Problem requirements: Copy, from the entries below, each line in which the string "common" appears.
*** Block opens ***
PR #524, opened 2023-03-12
Improve Docker build

abrobston:
The current Docker build is a great start.  However, it is slower and less flexible than it could be, and it does not complete successfully.

This PR:
- Updates the Dockerfile to support more container build systems (like `buildah`)
- Allows setting the Postgres version, plv8 version, and plv8 branch via `--build-arg` or equivalent
- Clones only the necessary revisions of git repositories in both Dockerfile and Makefile.docker
- Patches `install-sysroot.py` to eliminate a build error due to inadequate `tar` flags

The patch comes in two files because later versions of the Chromium build already use the patch from the first file


JerrySievert:
awesome, thanks for the PR!  I have a couple of comments that I'll open up for discussion before I begin any testing of it.

Makefiles/Makefile.docker
```diff
@@ -8,41 +8,38 @@ ifeq ($(ARCH),x86_64)
...
 GN_ARGS = is_component_build=false v8_use_external_startup_data=false v8_enable_i18n_support=false is_clang=false use_gold=false use_custom_libcxx=false treat_warnings_as_errors=false v8_monolithic=true
 
 
 build/gn/out/gn:
 	@echo "Setting up build directory"
 	@mkdir -p build
 	@echo "Downloading gn source"
-	@git clone -q https://gn.googlesource.com/gn.git build/gn
-	@cd build/gn && git checkout -q eea3906f0e2a8d3622080127d2005ff214d51383
+	@$(call clone_all_to_hash,build/gn,https://gn.googlesource.com/gn.git,eea3906f0e2a8d3622080127d2005ff214d51383)
```
JerrySievert: I'm not a big fan of this.  I understand the DRY aspect of it, but it really makes it a lot harder to quickly understand exactly what steps are being done in the download and build process.

if this could be unrolled, I'd be much happier.

Makefiles/Makefile.docker
```diff
@@ -8,41 +8,38 @@ ifeq ($(ARCH),x86_64)
...
-	@cd build/v8/third_party/googletest/src && git checkout -q 47f819c3ca54fb602f432904443e00a0a1fe2f42
-	@git clone -q https://chromium.googlesource.com/chromium/deps/icu.git build/v8/third_party/icu
-	@cd build/v8/third_party/icu && git checkout -q 75e34bcccea0be165c31fdb278b3712c516c5876
-	@git clone -q https://chromium.googlesource.com/chromium/src/third_party/jinja2.git build/v8/third_party/jinja2
-	@cd build/v8/third_party/jinja2 && git checkout -q ee69aa00ee8536f61db6a451f3858745cf587de6
-	@git clone -q https://chromium.googlesource.com/chromium/src/third_party/markupsafe.git build/v8/third_party/markupsafe
-	@cd build/v8/third_party/markupsafe && git checkout -q 1b882ef6372b58bfd55a3285f37ed801be9137cd
-	@git clone -q https://chromium.googlesource.com/chromium/src/third_party/zlib.git build/v8/third_party/zlib
-	@cd build/v8/third_party/zlib && git checkout -q 563140dd9c24f84bf40919196e9e7666d351cc0d
+	@$(call clone_hash,build/v8/base/trace_event/common,https://chromium.googlesource.com/chromium/src/base/trace_event/common.git,3da1e2fcf66acd5c7194497b4285ac163f32e239)
```
JerrySievert: same comment as the `clone_all_to_hash` above.

Makefiles/Makefile.docker
```diff
@@ -8,41 +8,38 @@ ifeq ($(ARCH),x86_64)
...
+	@$(call clone_hash,build/v8/build,https://chromium.googlesource.com/chromium/src/build.git,bbf7f0ed65548c4df862d2a2748e3a9b908a3217)
+	@$(call clone_hash,build/v8/third_party/googletest/src,https://chromium.googlesource.com/external/github.com/google/googletest.git,47f819c3ca54fb602f432904443e00a0a1fe2f42)
+	@$(call clone_hash,build/v8/third_party/icu,https://chromium.googlesource.com/chromium/deps/icu.git,75e34bcccea0be165c31fdb278b3712c516c5876)
+	@$(call clone_hash,build/v8/third_party/jinja2,https://chromium.googlesource.com/chromium/src/third_party/jinja2.git,ee69aa00ee8536f61db6a451f3858745cf587de6)
+	@$(call clone_hash,build/v8/third_party/markupsafe,https://chromium.googlesource.com/chromium/src/third_party/markupsafe.git,1b882ef6372b58bfd55a3285f37ed801be9137cd)
+	@$(call clone_hash,build/v8/third_party/zlib,https://chromium.googlesource.com/chromium/src/third_party/zlib.git,563140dd9c24f84bf40919196e9e7666d351cc0d)
 	@cp Makefiles/gclient_args.gni build/v8/build/config/gclient_args.gni
 	@echo "Setting up sysroot"
+	@cd build/v8/build && (git apply ../../../patches/sysroot/*.patch || true)
```
JerrySievert, line 65: when patching files, please add an `@echo Patching [...]`, it helps make it much clearer when attempting to debug build issues (which are unfortunately common with v8).

Makefiles/Makefile.docker
abrobston: Consider it unrolled. 🙂

Makefiles/Makefile.docker
abrobston: I unrolled these calls to multiple lines each for clarity, even if starting with `cd ` every time gets redundant.

Makefiles/Makefile.docker
abrobston: Done.

Makefiles/Makefile.docker
JerrySievert: awesome, thanks!

JerrySievert:
I am just finishing https://github.com/plv8/plv8/pull/523 which finally adds back CI after the fall of travis, I will add a docker build step to include the testing of this.

JerrySievert:
thank you very much!  I had been waiting on #523 but haven't had the time to finish it up.  merged, but did not release as part of the v3.1.6 release.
*** Block closes ***
Solution for this task:
+	@$(call clone_hash,build/v8/base/trace_event/common,https://chromium.googlesource.com/chromium/src/base/trace_event/common.git,3da1e2fcf66acd5c7194497b4285ac163f32e239)
JerrySievert, line 65: when patching files, please add an `@echo Patching [...]`, it helps make it much clearer when attempting to debug build issues (which are unfortunately common with v8).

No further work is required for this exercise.